14148.9.
(a) The Legislature finds and declares that there is a strong statistical relationship between early entry into prenatal care and healthy birth outcomes. An investment in early intervention is highly cost-effective and prevents untold suffering.
(b) It is the intent of the Legislature that the goals of the program established pursuant to this article, in combination with other programs for pregnant women and children, shall be as follows:
(1) To improve access to and quality of prenatal care by making existing programs serving poor women more accessible through outreach, coordination, and removal of barriers to care.
(2) To combine efforts with other programs to measurably reduce the number of women who smoke, use drugs, or engage in other unhealthy practices during pregnancy.
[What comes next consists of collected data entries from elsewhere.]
PR #327, opened 2017-05-10
Make number of weeks in "days view" fluid, fixes #279

### LINKED ISSUE #279: "Blank" lines with no days related to the current month displayed on certain months
### I'm Submitting a ...

```
[x] Bug report
[] Feature request
[] Support request
```

In DaysView, sometimes there is a full line of days belonging to the past month, which shouldn't be displayed at all since the whole week belongs to the previous month and not the current month and the "empty week" simply doesn't anyhow relate. Same applies for a full line of days belonging to the next month, which sometimes appear on Februarys ending with last day of week.

I see in the code you're using hard-coded constant 42 to build the calendar table (I get it is 4x7 weeks for minimal length of the month + 2x7 for the first and the last line) but I'd expect you to drop the "blank" lines completely. You should be checking whether the previous month ended with the last day of week (to drop the first line) or current month ended with the last day of week (drop the last line).

### Steps to Reproduce
1. Open the example page
2. Set date to October 2000 - the first line only contains days from previous month - nothing related to current month
3. Set date to February 1999 - the last line only contains days from previous month - nothing related to current month
4. Set date to February 1998 - both the first are not related

### Expected Results
The lines containing no days related to current month should be dropped. Of course I get you'll lose the "fixed grid" of 7x6 to 7x5 or even 7x4 but the real question here is whether having it fixed is a necessary feature. Checking other date pickers on the market (mainly via flight companies' sites) not showing unrelated lines of days is an expected behaviour.

lopis:
### Description
Currently, the number of weeks in "days view" is fixed to 5 which causes most months to either have a whole week from the previous month or from the following month being rendered. This is unusual in most calendar UIs.
This change checks if the previous and current months end on the last day of the week (depends on the locale set in momentJS) to decide if an extra week is necessary.
This also fixes tests to take this change into account.

So this:
image

Becomes this:
image

And this:
image

Becomes this:
image

### Motivation and Context
Fixes #279 

### Checklist

[x] I have added (changed) tests covering my changes

_Please let me know if this is something you would like to see merged. It would be useful to me. I have some more time I can pour into this if you think I should parametrize this instead because this has the side effect of changing the widget height._

### DIFF
--- a/tests/datetime.spec.js
+++ b/tests/datetime.spec.js
@@ -234,14 +234,16 @@ describe('Datetime', () => {
 	});
 
 	it('selected day persists (in UI) when navigating to prev month', () => {
-		const date = new Date(2000, 0, 3, 2, 2, 2, 2),
+		const date = new Date(2000, 0, 1, 2, 2, 2, 2),
 			component = utils.createDatetime({ viewMode: 'days', defaultValue: date });
 
 		utils.openDatepicker(component);
-		expect(utils.getNthDay(component, 8).hasClass('rdtActive')).toBeTruthy();
+		expect(utils.getNthDay(component, 6).hasClass('rdtActive')).toBeTruthy();
+		let dayNumber = utils.getNthDay(component, 6).text();
 		// Go to previous month
 		utils.clickOnElement(component.find('.rdtDays .rdtPrev span'));
-		expect(utils.getNthDay(component, 36).hasClass('rdtActive')).toBeTruthy();
+
+		expect(utils.getActiveDay(component).text() === dayNumber).toBeTruthy();
 	});
 
 	it('sets CSS class on today date', () => {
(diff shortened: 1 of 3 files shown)


tests/datetime.spec.js
```diff
@@ -234,14 +234,16 @@ describe('Datetime', () => {
 	});
 
 	it('selected day persists (in UI) when navigating to prev month', () => {
-		const date = new Date(2000, 0, 3, 2, 2, 2, 2),
```
lopis: After my changes , the 3rd of January no longer show in the previous month.

tests/datetime.spec.js
```diff
@@ -234,14 +234,16 @@ describe('Datetime', () => {
...
+		const date = new Date(2000, 0, 1, 2, 2, 2, 2),
 			component = utils.createDatetime({ viewMode: 'days', defaultValue: date });
 
 		utils.openDatepicker(component);
-		expect(utils.getNthDay(component, 8).hasClass('rdtActive')).toBeTruthy();
+		expect(utils.getNthDay(component, 6).hasClass('rdtActive')).toBeTruthy();
+		let dayNumber = utils.getNthDay(component, 6).text();
 		// Go to previous month
 		utils.clickOnElement(component.find('.rdtDays .rdtPrev span'));
-		expect(utils.getNthDay(component, 36).hasClass('rdtActive')).toBeTruthy();
```
lopis: After my changes, the position of the previous month would not be fixed so I changed the test to make sure the day number is the same instead.

lopis:
Closed because of conflicts.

(c) In order to achieve these goals, it is the intent of the Legislature to improve and coordinate existing programs for pregnant women and infants and to remove barriers to care with an intense focus on women who are at high risk of delivering a low or high birth weight baby or a baby who will suffer from major health problems or disabilities.
(d) The program implemented pursuant to this article shall focus on those
target populations that are comprised of pregnant high risk women or potentially pregnant teenagers, pregnant women, and women of childbearing age who are likely to become pregnant who smoke, consume alcoholic beverages, or use controlled substances, Black, Hispanic, Native American, and Asian-Pacific Island women who are pregnant or of childbearing age, and uninsured women of childbearing age.
(Amended (as added by Stats. 1991, Ch. 278) by Stats. 2006, Ch. 538, Sec. 706. Effective January 1, 2007.)